PROBLEM TO WORK ON
Within the records below, find each line with the word "docs" and copy it out.

EXERCISE DATA
##########

PR #832, opened 2021-11-11
updates Satellite versions in 2.5

ryandeussing:
Updates attributes and docinfo files changing 6.10-beta to 6.10 where appropriate.

### DIFF
--- a/guides/common/attributes-base.adoc
+++ b/guides/common/attributes-base.adoc
@@ -17,11 +17,11 @@
 :RepoRHEL7ServerOptional: rhel-7-server-optional-rpms
 :RepoRHEL7ServerAnsible: rhel-7-server-ansible-2.9-rpms
 // For Beta, change to "Beta". For GA releases, change to, for example, "6.8".
-:RepoRHEL7ServerSatelliteServerProductVersion: rhel-server-7-satellite-6-beta-rpms
+:RepoRHEL7ServerSatelliteServerProductVersion: rhel-server-7-satellite-6-rpms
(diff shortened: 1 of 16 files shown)


ryandeussing:
@lzap found help with a patch error in a [corner of the internet I've never visited before](https://lukas.zapletalovi.com/2011/11/gits-crying-patch-format-detection.html) ;)

maximiliankolb:
I think this PR is missing https://github.com/theforeman/foreman-documentation/blame/2.5/guides/common/attributes.adoc#L18

ryandeussing:
@maximiliankolb thank you but in this case 6.10 is the value we want in the 2.5 branch, so this PR includes that change.

The advice Ian got, and passed on to me, is that the AccessRedHatComVersion attribute in master should always represent and existing, published version of Red Hat docs. That's why the change to 6.10 didn't get submitted to master first.

If that is poor advice, let me know and I'll spread that information.

lzap:
That is correct, I mean, we don't want to break links in our nightly documentation by referring to documentation set that hasn't been published yet. Nightly is actually our the most visited documentation version as Google prefers it the most. Let me take a look.

lzap (approved):
LGTM.

lzap:
Merged.

FYI I created a PR for the remaining attribute, we can merge it only after 6.10 docs are out: https://github.com/theforeman/foreman-documentation/pull/838

maximiliankolb:
OK, my bad @ryandeussing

##########

WRITTEN SOLUTION
The advice Ian got, and passed on to me, is that the AccessRedHatComVersion attribute in master should always represent and existing, published version of Red Hat docs. That's why the change to 6.10 didn't get submitted to master first.
FYI I created a PR for the remaining attribute, we can merge it only after 6.10 docs are out: https://github.com/theforeman/foreman-documentation/pull/838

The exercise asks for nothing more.